# Task prompt
Using the data below, count the lines where "expectedPeerStates" appears, and answer with the number alone.
+--
PR #28480, opened 2023-10-10
clustermesh-apiserver/kvstoremesh: unify metrics cell

giorio94:
Reuse the same metrics cell for both the clustermesh-apiserver and kvstoremesh, to reduce code duplication and prepare to merge the two components into a single binary.

For https://github.com/cilium/cilium/pull/27888.


thorn3r (approved):
looks great!

PR #28484, opened 2023-10-10
bgpv1,ci: Add Test_AdvertisedPathAttributes into BGP component tests

rastislavs:
Adds a new BGP component test which tests the `AdvertisedPathAttributes` options of the `CiliumBGPPeeringPolicy` CRD. As iBGP peering is needed to test Local Preference, it modifies the test framework to allow it.

### DIFF
--- a/pkg/bgpv1/test/adverts_test.go
+++ b/pkg/bgpv1/test/adverts_test.go
@@ -5,6 +5,9 @@ package test
 
 import (
 	"context"
+	"reflect"
+	"strconv"
+	"strings"
 	"testing"
 	"time"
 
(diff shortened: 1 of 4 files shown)


pkg/bgpv1/test/adverts_test.go
```diff
@@ -622,3 +627,188 @@ func Test_LBEgressAdvertisement(t *testing.T) {
...
+					}),
+				},
+			},
+		},
+	}
+
+	testCtx, testDone := context.WithTimeout(context.Background(), maxTestDuration)
+	defer testDone()
+
+	// setup topology - iBGP (ASN == ciliumASN)
```
harsimran-pabla, line 712: Why use iBGP for this test? Are some of these communities non-transitive between AS?

rastislavs: To test the Local Preference Attribute. That is not advertised to eBGP peers.

harsimran-pabla (approved):

ldelossa (approved):

PR #28489, opened 2023-10-10
bgpv1,ci: Do not use asserts in Eventually() test conditions

rastislavs:
As `assert.Equal` / `assert.ElementsMatch` fail the test when evaluated as false (even though not immediately, but after the test finishes), we should replace these conditions with non-assert comparison logic in the conditions used for `require.Eventually()` in the BGP component tests.

### DIFF
--- a/pkg/bgpv1/test/neighbor_test.go
+++ b/pkg/bgpv1/test/neighbor_test.go
@@ -5,6 +5,8 @@ package test
 
 import (
 	"context"
+	"reflect"
+	"sort"
 	"testing"
 	"time"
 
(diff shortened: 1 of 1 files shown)


pkg/bgpv1/test/neighbor_test.go
```diff
@@ -173,7 +174,17 @@ func Test_NeighborAddDel(t *testing.T) {
 						holdTimeSeconds: peer.AppliedHoldTimeSeconds,
 					})
 				}
-				return assert.ElementsMatch(t, step.expectedPeerStates, runningState, step.description)
+				sort.Slice(step.expectedPeerStates, func(i, j int) bool {
```
harsimran-pabla: Consider moving this check to separate method, so this check can be reused by other tests.

IsPeerStateEqual(expected, running) bool

rastislavs: good idea, done

YutaroHayakawa (approved):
+--
# Your response
2